I want to add watermark to Pdf Stream using Itext7 - c#

this is my code that i am using now
var ms = new MemoryStream();
var htmmml = #"<h1>some html string </h1>";
// pdfHTML specific code
ConverterProperties converterProperties = new ConverterProperties();
MemoryStream pdfStream = new MemoryStream(ms.ToArray());
HtmlConverter.ConvertToPdf(htmmml, ms, converterProperties);
PdfDocument pdfDocument = new PdfDocument(new PdfReader(pdfStream), new PdfWriter(pdfStream));
// Document to add layout elements: paragraphs, images etc
Document document = new Document(pdfDocument);
// Load image from disk
ImageData imageData = ImageDataFactory.Create(#"D:\TestWebApp\TestWebApp\imgs\WATERMARK.jpeg");
// Create layout image object and provide parameters. Page number = 1
Image image = new Image(imageData).ScaleAbsolute(100, 200).SetFixedPosition(1, 25, 25);
// This adds the image to the page
document.Add(image);
thing is after converting html to ms , ms is being disposed and i cant access it anymore. i want to convert html to pdf with watermark .

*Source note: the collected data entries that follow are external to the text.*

PR #155, opened 2017-08-14
Update the IOCTL logic to handle a buffer overflow status.

pmiseiko-r7:
Update the IOCTL logic to handle a buffer overflow status.  STATUS_BUFFER_OVERFLOW is now considered a success status.  If the IOCTL operation returns a STATUS_BUFFER_OVERFLOW, the named pipe is READ until no more data is remaining.  This change attempts to store the complete output of an IOCTL operation in the provided output buffer.  If the provided output buffer is too small, the named pipe is READ until no more data is remaining, and the original IOCTL exception is thrown to the caller.  This informs the caller that a buffer overflow occurred, preserving legacy behavior, however with this change the buffer overflow is a local issue instead of a remote issue.  The named pipe must be READ until no more data is remaining otherwise the output buffer of a future IOCTL call will contain data from the previous IOCTL call.

Note 1:
Have not tested against all versions of Windows yet (only tested against Windows 8.1).

Note 2:
This is an evolution of PR https://github.com/hierynomus/smbj/pull/143.


pmiseiko-r7:
One unfortunate thing of this change is the other ioctl method is not fixed:
```
byte[] ioctl(SMB2FileId fileId, int ctlCode, boolean isFsCtl, byte[] inData, int inOffset, int inLength, int maxOutputResponse)
```

This logic also seems like a great candidate for a dynamic byte buffer instead of passing in a large buffer with every call.  Do you have an existing dynamic byte buffer you're using?

src/main/java/com/hierynomus/smbj/share/Share.java
```diff
@@ -260,12 +262,55 @@ public int ioctl(int ctlCode, boolean isFsCtl, byte[] inData, int inOffset, int
     }
 
     int ioctl(SMB2FileId fileId, int ctlCode, boolean isFsCtl, byte[] inData, int inOffset, int inLength, byte[] outData, int outOffset, int outLength) {
```
hierynomus: Wrong place for this logic. The BUFFER_OVERFLOW logic is only for NamedPipe, not for all other ioctl ops. Move this into `NamedPipe.ioctl`

pepijnve:
I was under the impression this should only ve done for pipe transactions even, not for all ioctls on pipes.

hierynomus:
I think you're right indeed. NamedPipe.transact is the right place

Op 15 aug. 2017 8:54 a.m. schreef "Pepijn Van Eeckhoudt" <
notifications@github.com>:

I was under the impression this should only ve done for pipe transactions
even, not for all ioctls on pipes.

—
You are receiving this because you commented.

Reply to this email directly, view it on GitHub
<https://github.com/hierynomus/smbj/pull/155#issuecomment-322391170>, or mute
the thread

pmiseiko-r7:
Happy to move it.  No issues with the implementation?

hierynomus:
Haven't looked in depth yet, but you need to refactor a bit here and there if you move it ;)

pmiseiko-r7:
@hierynomus moved the change into NamedPipe.java; looks a lot better there.  The transact method does not have a bounded read buffer which could be a security concern for the client if the server wants to be malicious; there's a few other pieces of the code that could be cleaned up, but want you feedback before moving forward with any changes.  Thoughts?

src/main/java/com/hierynomus/smbj/share/NamedPipe.java
```diff
@@ -111,7 +120,48 @@ public int read(byte[] buffer, int offset, int length) {
...
+
+                final byte[] readData = readResponse.getData();
+                try {
+                    outBuffer.write(readData);
+                } catch (final IOException exception) {
+                    throw new SMBRuntimeException(exception);
+                }
+
+                final NtStatus readStatus = readResponse.getHeader().getStatus();
+                if (!readStatus.equals(NtStatus.STATUS_BUFFER_OVERFLOW)) {
```
hierynomus: Is this correct? Shouldn't it stop on EOF, not on something different than BUFFER_OVERFLOW?

src/main/java/com/hierynomus/smbj/share/NamedPipe.java
```diff
@@ -111,7 +120,48 @@ public int read(byte[] buffer, int offset, int length) {
...
+        final byte[] ioctlOutputBuffer = ioctlResponse.getOutputBuffer();
+        try {
+            outBuffer.write(ioctlOutputBuffer);
+        } catch (final IOException exception) {
+            throw new SMBRuntimeException(exception);
+        }
+
+        final NtStatus ioctlStatus = ioctlResponse.getHeader().getStatus();
+        if (ioctlStatus.equals(NtStatus.STATUS_BUFFER_OVERFLOW)) {
+            for (;;) {
```
hierynomus: Extract to a method (`emptyPipe`?)

src/main/java/com/hierynomus/smbj/share/NamedPipe.java
```diff
@@ -125,14 +175,19 @@ public int read(byte[] buffer, int offset, int length) {
      * @return the number of bytes written to <code>outBuffer</code>
      */
     public int transact(byte[] inBuffer, byte[] outBuffer) {
-        return transact(inBuffer, 0, inBuffer.length, outBuffer, 0, outBuffer.length);
```
hierynomus: Why aren't we calling the method below anymore? Code is exactly the same except for the range-check which is a no-op when called from this method.

src/main/java/com/hierynomus/smbj/share/NamedPipe.java
```diff
@@ -141,7 +196,15 @@ public int transact(byte[] inBuffer, byte[] outBuffer) {
      * @return the number of bytes written to <code>outBuffer</code>
      */
     public int transact(byte[] inBuffer, int inOffset, int inLength, byte[] outBuffer, int outOffset, int outLength) {
-        return ioctl(FSCTL_PIPE_TRANSCEIVE, true, inBuffer, inOffset, inLength, outBuffer, outOffset, outLength);
+        if (outBuffer.length - outOffset < outLength) {
+            throw new IllegalArgumentException();
+        }
+        final byte[] transactOutBuffer = transact(inBuffer);
+        if (transactOutBuffer.length > outLength) {
+            throw new BufferOverflowException();
```
pepijnve: Wouldn't it be more useful to read as much as you can into the provided buffer and in case of buffer overflow return the number of bytes written as a negative value? (or something similar to that; a special return value.) It is then up to the caller to handle this case correctly in the same way the higher level `transact(byte[])` does.

With this implementation the data has already been read and is not recoverable by the caller.

hierynomus: You can retry the `transact` with the correct buffer size, right?

I think throwing an exception is the right thing. If you have no clue of the sizes needed, you can use the higher-level `transact(byte[])`, if you pass in a too small outBuffer, it makes sense to throw the exception and leave the Pipe in a functional state for the next request.

hierynomus: Also as I noted in the PR, this `transact(byte[], byte[])` should just call this method, so we can handle it in one place.

pepijnve: My thinking was that it might make sense to try and mimic [TransactNamedPipe](https://msdn.microsoft.com/en-us/library/windows/desktop/aa365790%28v=vs.85%29.aspx?f=255&MSPPError=-2147217396). That also says in case of overflow that you can get the rest of the data by reading.
Retrying will only work properly if the operation in question is idempotent. Any ioctl that has a side-effect can not necessarily just be attempted again.

hierynomus: Maybe we should then do it differently even and have a lock on the NamedPipe that prevents starting another `transact` until the pipe has been emptied?

pepijnve: Just getting the single user use case working correctly is probably ok. Imagine you do a 'create user' RPC call. You try once, get buffer overflow. Try again and then get user already exists. The operation was performed, we just threw away the answer. Would be kind of weird IMO.

pepijnve: Synchronize a remote object locally doesn't really help much is what I'm trying to say. You can open the same pipe twice locally. Multiple people could have it open. A local mutex on the NamedPipe object doesn't fix this.

hierynomus: Ok, so how is this case then handled in other places? What happens if somebody else leaves stuff in the pipe? What if two commands are executed on the same pipe? How is the interleaving handled?

pepijnve: ¯\_(ツ)_/¯
Looking at RPC calls specifically I would guess that it behaves like a socket on the server side. Every connection has its own input/output stream. How the RPC backend deals with this is implementation dependent I guess. For instance if multiple people connect to `srvsvc` and issues a [NetShareSetInfo](https://msdn.microsoft.com/en-us/library/windows/desktop/bb525389(v=vs.85).aspx) at the same time, it's dependent on the backing SMB server how it synchronises this.

src/main/java/com/hierynomus/smbj/share/NamedPipe.java
pmiseiko-r7: EOF looks to be SUCCESS for a transaction.  Haven't seen a EOF status yet in current testing (Windows Vista, Windows 2008 R2, Windows 8.1, and Windows 10).

pmiseiko-r7: Also this will stop if the response is either EOF or SUCCESS which looks to be correct.  While I haven't seen a EOF, if we ever got one, than that's a good indicator that this code should stop as well.  :)

src/main/java/com/hierynomus/smbj/share/NamedPipe.java
pmiseiko-r7: I don't think it's necessary to move this to another method.  This code is reading the pipe after the transaction failed; so the first thing it does is add the transaction response buffer to the out buffer which is the first part of the named pipe response.  It follows that up with a loop that continues to read until no more data is pending from the named pipe.  In this scenario, all the data is consumed, and we make the least number of calls possible (we don't remake the transaction call) so this implementation is the most efficient solution.  However, because the out buffer is not bounded, a malicious server could in theory cause the client to run out of memory.

I can move this to a separate method, perhaps "readFully", if you want.  Might even make sense in the share itself to be re-used for other situations where the data needs to be fully read.

src/main/java/com/hierynomus/smbj/share/NamedPipe.java
pmiseiko-r7: Will push a fix to revert this line.

src/main/java/com/hierynomus/smbj/share/NamedPipe.java
pmiseiko-r7: I see a great conversation happened here but I'm not sure what the conclusion of that conversation was.  Is a change desired here?  Throw the exception, as is; or return -1?  Note that this particular set of code is not the most efficient since it means the transaction would have to be redone so the caller has to deal with further latency issues.

Another idea here is we could return a negative number that represents the amount of data missing, so for example, if you provided a 64k buffer but 70k of data was read, -4k could be returned to inform the caller an additional 4k is needed to store the data.

This call seems irrelevant to me because we are not using the length to manage the other call above i.e. it will read everything, and indeed it has to or the named pipe becomes desynchronized with the client; but it also stores everything, so as a library this method is doing no favors to the caller.

Perhaps I should break the other method out and give it a parameter that you specify the maximum amount of data you are interested in, and -1 could mean unlimited.  This solves the potential security vulnerability here, while making these other methods useful.

I don't know if you would like to see such changes and/or if you want to seem them for this PR or a future PR.  Let me know.

hierynomus: Another option:
For every `transact` call return a `NamedPipeTransaction` that contains the last status and a method to fetch a new chunk of the data that did not yet fit in the outBuffer.

How does that sound? No _magic_ returned numbers that a user has to interpret

pepijnve: That's indeed the cleaner OO/encapsulated solution to the problem. Special return values are so C99 😉

How far do you go in making this 'idiot-proof'? If someone for instance does

```
NamedPipeTransaction a = pipe.transact();
// a has more data
NamedPipeTransaction b = pipe.transact();
b.readMoreData();
```

How do you deal with that case? Should the second pipe.transact fails because there's still an open transaction? Should it silently flush the pipe before writing the new request? ...

I think I'm trying to say that while this is a stylistic improvement it doesn't really prevent you from shooting yourself in the foot.

hierynomus: I think there you could easily prevent that by having the Pipe maintain the knowledge that a transaction is still ongoing.

As you already said it mimics a socket, so any single connection (instance of NamedPipe) is independent of another. At least if I understood your previous comment correctly the following is allowed (and independent):

```
NamedPipe pipe1 = new SMBClient().connect(...).authenticate(...).connectTree(pipe);
NamedPipe pipe2 = new SMBClient().connect(...).authenticate(...).connectTree(pipe);
pipe1.transact(..);
pipe2.transact(..);
```

Right?

pepijnve: That's my understanding of it at least. Not 100% sure. If not then I would expect this to be dealt using sharing modes just like with files.

The pipe could indeed keep track of any open transactions, but that complexity to the code again. I was questioning whether that's worth the extra effort and complexity or not.

hierynomus: I don't think it is a bad form of complexity as you get a clearer API :). Most devs are used to dealing with and handling transactions (JDBC), so providing a similar mechanism here, which would only allow you to start a single transaction on a pipe which needs to be finished first before starting a new one is not a bad thing I think.

pepijnve: Should the NamedPipeTransaction be a Closeable resource? Then you could use try-with-resources to write something like this

```
try (NamedPipeTransaction t = pipe.transact(...)) {
  // read more data if there is any
}
// NamedPipeTransaction#close flushes the pipe if needed.
```

hierynomus:
Nice and clean, I like!

Op 18 aug. 2017 4:55 p.m. schreef "Pepijn Van Eeckhoudt" <
notifications@github.com>:

src/main/java/com/hierynomus/smbj/share/NamedPipe.java
pmiseiko-r7: We might be over thinking this a bit.  I can't think of a reason a caller would not want the complete buffer returned to them; and since this abstraction wraps the API call to simplify the behavior and reduce code duplication, it seems strange that we would give the caller a situation where they can make a decision about whether or not the entire data is of interest to them.

However, continuing this conversation, return a stream might make more sense here instead of making a new class.  Fundamentally, we want to read the data back from the transaction, and that is what a stream is for.  The benefit of the stream is that it does not need to read all the data up front and instead the data can be read as needed by the caller.  This solves the problem using an existing Java idiom, and downstream consumers can choose to operate on the data as it is read instead of buffering it all for higher efficiency.  This also solves the potential vulnerability discussed earlier, or at least passes it onto the caller to decide how to handle excessive responses.

Lastly, the stream can be closed to flush the pipe.

The biggest issue we have here once we returned a "delayed" read from the pipe is what you two have touched on around synchronization.  Nobody else can transact against the pipe until the previous transaction is complete.  We can solve that for that caller by adding synchronization around the main transact method in this PR.  If we return a stream, than synchronization in the library does not solve it, and the caller must now perform synchronization of their own to prevent multiple transactions against the same pipe.

We shouldn't be trying to guess, or store state, since that can easily lead to defects or deadlocks.  When in doubt, assume the caller will make a mistake, because they most likely will.

How about we have two methods here.  One that returns all the data, i.e. what we have above, that includes synchronization.  Call it the "easy method".  And a second method that returns a stream, use at your own risk, for high efficiency applications.  The other two methods can be removed at that point.

Thoughts?

pmiseiko-r7: Example:
```
    public InputStream _transact(final byte[] inBuffer) {
        return new InputStream() {
            boolean doIOCTL = true;
            ByteArrayInputStream buffer;
            NtStatus status;

            @Override
            public int read() throws IOException {
                if (doIOCTL) {
                    final SMB2IoctlResponse ioctlResponse = share.ioctl(
                        fileId,
                        FSCTL_PIPE_TRANSCEIVE,
                        true,
                        new ArrayByteChunkProvider(inBuffer, 0, inBuffer.length, 0),
                        -1,
                        SUCCESS_OR_BUFFER_OVERFLOW
                    );
                    buffer = new ByteArrayInputStream(ioctlResponse.getOutputBuffer());
                    doIOCTL = false;
                }

                int result = buffer.read();
                if (result == -1 && status.equals(NtStatus.STATUS_BUFFER_OVERFLOW)) {
                    final SMB2ReadResponse readResponse = share.read(
                            fileId,
                            0,
                            share.getReadBufferSize(),
                            SUCCESS_OR_EOF_OR_BUFFER_OVERFLOW
                        );
                    buffer = new ByteArrayInputStream(readResponse.getData());
                    status = readResponse.getHeader().getStatus();
                    result = buffer.read();
                }

                return result;
            }
        };
    }
```

hierynomus: I agree with the "when in doubt, assume they will make a mistake". But that is why I would prefer a `Transaction` like approach. Transactions are like streams a widely understood concept. And having an unclosed stream would actually lead to garbage on the next call, which might be even more undesirable. Also the method is called `transact` so returning a Transaction fits the domain also.

pmiseiko-r7: Returning the stream also fits without the need to create a new class.  Do you like the example above (you didn't comment on it)?  Also the proposal was two methods: easy-mode, does it all for you, no risk to the caller, you get everything in one nice byte buffer, and hard-mode, caller gets a stream (or other class such as the proposed Transaction), callers job to read, callers job to close; closing will flush the buffer (didn't put that in the example above, but it can of course be added).

pmiseiko-r7: The recent change is slightly different than what was discussed here.  All of the recent work hid the transact API from the caller, which meant a caller could not create their own complete transaction implementation and/or could not guarantee that this code would not call a read method if the caller required that guarantee.  The latest change reverted modifications made to the transact methods and introduced a transactFully method.  The transactFully method returns an InputStream that handles the full read and implements a close method that flushes the remainder of the transaction.

hierynomus: I'm still doubting...
1. I think we really need to guard against unwanted garbage in the pipe, ie. ensure that we cannot start a new `transact` without the previous one having been drained/closed. This is easily achievable by adding an `AtomicBoolean transactInProgress` which we can check and throw an `TransactInProgressException` if there is still a transaction ongoing.
2. `close` should definitely flush the `NamedPipe` to that it is ready for a new `transact`
3. We also have a `peek` method. If we'd add a `NamedPipeTransaction` this could move there, as it is really a part of that API. Adding it to the `InputStream` makes less sense (as that has a predefined contract). 

I would suggest the following:

1. `byte[] transact(byte[])`: Handles the buffer overflow automatically, returning you a potentially big `byte[]`
2. `int transact(byte[], byte[])` and `int transact(byte[], int, int, byte[], int, int)`: If a buffer overflow occurs, fill the output array and throw an exception that the client needs to handle, by for instance doing subsequent reads. Any further `transact` calls are blocked until the NamedPipe is emptied (add `drain` method)
3. `InputStream transactStream(byte[])`: Does what you have now, and on `close` drains the `NamedPipe`
4. `NamedPipeTransaction transact?(byte[])`: Returns an object which is slightly richer than an InputStream and allows you to do `peek` operations on the transaction. And `drain` the `NamedPipe` on a `close` (like the `InputStream`)

pmiseiko-r7: \1 We can guard against garbage with the synchronize keyword on the transactFully method.  We need this anyway since it's possible for a multi threaded application to use the named pipe and unintentionally run into an in-progress transact.  They either wrap it with synchronization, or we do it here.
\2 Agree, the input stream does that in the current implementation.
\3 Why do you want to peek the stream?

Your suggestions would hide direct access to the API.  It also creates a state object (NamedPipeTransaction) when the NamedPipe object could be that state since it can not support parallel transactions.

pmiseiko-r7: Synchronization has been added to transactFully.

Do we know if it's illegal to perform multiple transactions before the previous transaction is read from?  I.e. one of the proposals above was to throw TransactInProgressException but is that a limitation of the protocol of this implementation of the protocol?  If a caller knows how to handle the combined output of multiple transactions, than throwing that exception would restrict the caller from doing something that is perfectly valid.  Going to test this.

pmiseiko-r7: Tested against Windows 2008.

Test scenarios:
* namedPipe.write() -> namedPipe.transact() = STATUS_PIPE_BUSY
* namedPipe.write() -> namedPipe.read(zero or partial output buffer) -> namedPipe.transact() = remaining output data from namedPipe.write() plus new data from namedPipe.transact()
* namedPipe.transact(zero or partial output buffer) -> namedPipe.write() -> namedPipe.read() = remaining output data from namedPipe.transact() plus new data from namedPipe.write()

Summary:
If you write() to a NamedPipe you must read() from it at least zero bytes otherwise STATUS_PIPE_BUSY is returned.  If you transact() to a NamedPipe you must read the complete transaction otherwise STATUS_PIPE_BUSY is returned.

The server solves the synchronization problem for us in this case with the exception that you can trick it if you write() and don't read() the entire response.  However, it looks to be perfectly valid to write() multiple operations before calling a single read(); so the synchronization is around transact() but not read() and write().

Based on these tests, the proposals would not protect against synchronization issues.  To fully protect the caller from causing issues with the transact() call, both read() and write() would have to be protected/private methods; but the caller would no longer be able to fully use the NamedPipe API in that case (calling multiple writes before reads).

pmiseiko-r7:
@hierynomus I'm going to close this PR.  We realized this was not the problem we were having and had to re-implement our solution.  The problem we were having was related to fragmentation at the RPC layer (the data traversing the named pipe).  We forked the NamedPipe.java class to implement that solution in smbj-rpc.

You can see the implementation here:
https://github.com/rapid7/smbj-rpc/blob/master/src/main/java/com/rapid7/helper/smbj/share/NamedPipe.java

You can see the usage here:
https://github.com/rapid7/smbj-rpc/blob/master/src/main/java/com/rapid7/client/dcerpc/transport/SMBTransport.java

It probably would be more convenient for you to use HtmlConverter's convertToDocument or convertToElements methods.
The former one returns a Document instance which you can then process (for example, add a watermark).
The latter one returns the list of html elements which construct the html file. Then you can create a Document and add these elements to this document.

When a MemoryStream is closed, you can still retrieve its contents using the ToArray method, see the note in the documentation:
MemoryStream.ToArray Method
...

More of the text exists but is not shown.